#### [Problem details]
What is the number of lines below that contain the word "pretty"? Give only that number.

Stored data
PR #1400, opened 2023-01-19
DR-2877 - Always run credential step on perf test unlock

snf2ye:
On perf test failure, the unlock step is not currently completing successfully. We need the credential step to always run so that the unlock step has the right permissions.


nmalfroy (approved):
thanks!  We're a bit short handed so will merge with just the one approval

PR #1401, opened 2023-01-23
[DR-2852] Add new getSnapshotIdsAndRoles endpoint

okotsopoulos:
https://broadworkbench.atlassian.net/browse/DR-2852
Spike document: https://docs.google.com/document/d/1d8hbkTFPO_5usKHvxCvCNXMtZpiuSUf5zmK-upXBYU4/edit#heading=h.m1fkr26m39t5

Hannes Schmidt has requested a new variant / mode of TDR’s enumerateSnapshots behavior tailored to the HCA use case:
- Only needs accessible snapshot IDs.
- Does not require paging.
- Highly performant to support HCA’s target SLO of <1s round trip time.  Currently, HCA benchmarks its TDR calls at 2-4s on a cache miss.  HCA requests in batches of 1000 and leverages our provided dataset ID and snapshot name filters.

This PR introduces a new TDR snapshots endpoint: **[getSnapshotIdsAndRoles](https://jade-ok.datarepo-dev.broadinstitute.org/swagger-ui.html#/snapshots/getSnapshotIdsAndRoles)**. 
- Obtain RAS-accessible snapshot IDs via call to ECM
- Obtain Sam-accessible snapshot IDs and roles via call to Sam
- Filter down to those snapshots present in the calling TDR environment (one Sam environment can power many TDR environments, as with Sam dev)
- Return snapshot IDs accessible to the caller mapped to the roles which confer access

Example invocation and response:
```
curl -X 'GET' \
  'https://jade-ok.datarepo-dev.broadinstitute.org/api/repository/v1/snapshots/roleMap' \

{
  "roleMap": {
    "ac1ea569-f70d-4189-affd-61a3dc06422a": [
      "steward",
      "admin",
      "discoverer"
    ],
    "1b3b475f-8b70-4972-97f9-61047d26aa30": [
      "steward",
      "admin"
    ]
  },
  "errors": []
}
```

**Performance**
Off of my developer environment I saw response times of 0.5 - 1.5 seconds (initial call).  This is primarily driven by the two external calls to Sam and ECM.  Our call to the database to obtain the TDR environment's snapshot IDs has negligible impact, as does filtering down accessible snapshots to those in the calling TDR environment.

This would represent a >50% performance improvement over HCA's benchmark range of 2 - 4 seconds, with the caveat that performance is subject to vary across environments depending on how many snapshots are accessible to the caller and how many snapshots are present in TDR as a whole.

### DIFF
--- a/src/main/java/bio/terra/service/snapshot/SnapshotDao.java
+++ b/src/main/java/bio/terra/service/snapshot/SnapshotDao.java
@@ -566,6 +566,17 @@ public class SnapshotDao {
   }
 
   /**
+   * @return a list of all snapshot IDs, including those exclusively locked
+   */
+  @Transactional(
+      propagation = Propagation.REQUIRED,
+      isolation = Isolation.SERIALIZABLE,
+      readOnly = true)
+  public List<UUID> getSnapshotIds() {
+    return jdbcTemplate.query("SELECT snapshot.id FROM snapshot", new UuidMapper("id"));
+  }
+
+  /**
    * Fetch a list of all the available snapshots. This method returns summary objects, which do not
    * include sub-objects associated with snapshots (e.g. tables). Note that this method will only
    * return snapshots that are NOT exclusively locked.
--- a/src/main/java/bio/terra/service/snapshot/SnapshotService.java
+++ b/src/main/java/bio/terra/service/snapshot/SnapshotService.java
@@ -27,6 +27,7 @@ import bio.terra.model.PolicyResponse;
 import bio.terra.model.RelationshipModel;
 import bio.terra.model.RelationshipTermModel;
 import bio.terra.model.SamPolicyModel;
+import bio.terra.model.SnapshotIdsAndRolesModel;
 import bio.terra.model.SnapshotLinkDuosDatasetResponse;
 import bio.terra.model.SnapshotModel;
 import bio.terra.model.SnapshotPatchRequestModel;
@@ -371,6 +372,30 @@ public class SnapshotService {
         .filteredTotal(enumeration.getFilteredTotal())
         .roleMap(roleMap)
         .errors(errors);
+  }
+
+  /**
+   * @param userReq authenticated user
+   * @return accessible snapshot IDs mapped to the roles which confer access
+   */
+  public SnapshotIdsAndRolesModel getSnapshotIdsAndRoles(AuthenticatedUserRequest userReq) {
+    List<ErrorModel> errors = new ArrayList<>();
+    Map<UUID, Set<IamRole>> authorizedSnapshots = listAuthorizedSnapshots(userReq, errors);
+
+    // We could have multiple TDRs talking to the same Sam (as for dev environments),
+    // so should only return authorized snapshot UUIDs also present in TDR.
+    Set<UUID> tdrSnapshotUuids = new HashSet<>(snapshotDao.getSnapshotIds());
+
+    Map<String, List<String>> roleMap =
+        authorizedSnapshots.keySet().stream()
+            .filter(tdrSnapshotUuids::contains)
+            .collect(
+                Collectors.toMap(
+                    UUID::toString,
+                    uuid ->
+                        authorizedSnapshots.get(uuid).stream().map(IamRole::toString).toList()));
+
+    return new SnapshotIdsAndRolesModel().roleMap(roleMap).errors(errors);
   }
 
   /**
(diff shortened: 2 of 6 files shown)


src/main/java/bio/terra/service/snapshot/SnapshotDao.java
```diff
@@ -565,6 +565,17 @@ public List<UUID> getAccessibleSnapshots(List<RasDbgapPermissions> permissions)
     return accessibleSnapshots;
   }
 
+  /**
+   * @return a list of all snapshot IDs, including those exclusively locked
```
snf2ye, line 570: RE: listing locked snapshots: I wonder if the end-users plan on turning around and immediately running retrieveSnapshot on the ids. As you mentioned in your spike doc, this makes me want to prioritize the [DR-1907](https://broadworkbench.atlassian.net/browse/DR-1907) work.

src/test/java/bio/terra/service/snapshot/SnapshotServiceTest.java
```diff
@@ -968,4 +972,63 @@ public void testUpdateSnapshotDuosDatasetThrowsWhenDuosClientThrows() {
...
+    // Arranging Sam-accessible snapshots (could contain snapshots registered in a different TDR)
+    UUID accessibleNonTdrSnapshotId = UUID.randomUUID();
+    IamRole role = IamRole.DISCOVERER;
+    Map<UUID, Set<IamRole>> resourcesAndRoles =
+        Map.of(snapshotId, Set.of(role), accessibleNonTdrSnapshotId, Set.of(role));
+    when(iamService.listAuthorizedResources(TEST_USER, IamResourceType.DATASNAPSHOT))
+        .thenReturn(resourcesAndRoles);
+
+    // Arranging RAS-accessible snapshots (ECM could throw)
+    HttpClientErrorException ecmException = new HttpClientErrorException(HttpStatus.I_AM_A_TEAPOT);
```
snf2ye, line 987: haha - I have never come across this status before 😆

snf2ye (approved):
As always, thanks for putting together such an easy to digest PR!

src/test/java/bio/terra/service/snapshot/SnapshotServiceTest.java
okotsopoulos: Lol!  I really like it for tests where the status code itself is inconsequential.

src/main/java/bio/terra/service/snapshot/SnapshotDao.java
okotsopoulos: This is a good point!

@nmalfroy, do you know whether HCA facilitates individual snapshot retrieval off of the enumeration, either programmatically or on demand?

I wouldn't be opposed to altering this method to stay consistent with existing snapshot enumeration behavior (exclude exclusively locked snapshot), then handle it when hopefully working on DR-1907.  I see that it's an older ticket and I fear it's been stuck in JIRA purgatory, haha.

okotsopoulos: We talked about this in stand-up today.  A snapshot should only be exclusively locked while it's being created or deleted so we don't think this inconsistency will pose a problem for HCA.

nmalfroy (approved):
this looks great!  Did you find that merging of IDs was pretty quick?  Sounds like that's a pretty trivial part of the operation performance-wise

okotsopoulos:
> Did you find that merging of IDs was pretty quick? Sounds like that's a pretty trivial part of the operation performance-wise

@nmalfroy yep, it was trivial!  Here is a breakdown for one specific invocation off of my `jade-ok` TDR (12 accessible snapshots) which calls Sam dev (~1000 accessible snapshots across all dev TDRs):

298 ms - RAS fetch
485 ms - SAM fetch
23 ms - DB Snapshot UUID fetch
**12 ms - Snapshot UUID intersection**
5 ms - roleMap construction

src/main/java/bio/terra/service/snapshot/SnapshotService.java
```diff
@@ -373,6 +374,30 @@ public EnumerateSnapshotModel enumerateSnapshots(
...
+    List<ErrorModel> errors = new ArrayList<>();
+    Map<UUID, Set<IamRole>> authorizedSnapshots = listAuthorizedSnapshots(userReq, errors);
+
+    // We could have multiple TDRs talking to the same Sam (as for dev environments),
+    // so should only return authorized snapshot UUIDs also present in TDR.
+    Set<UUID> tdrSnapshotUuids = new HashSet<>(snapshotDao.getSnapshotIds());
+
+    Map<String, List<String>> roleMap =
+        authorizedSnapshots.keySet().stream()
+            .filter(tdrSnapshotUuids::contains)
```
okotsopoulos, line 391: I loaded `tdrSnapshotUuids` into a `HashSet` so that we could call `contains` on it efficiently -- `O(1)`.

In production, the caller's authorized snapshots will be a smaller set than all of the `tdrSnapshotUuids` since TDR prod is the only TDR to load snapshots into Sam prod.  So I elected to iterate over those authorized snapshots.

#### [Exercise solution]
2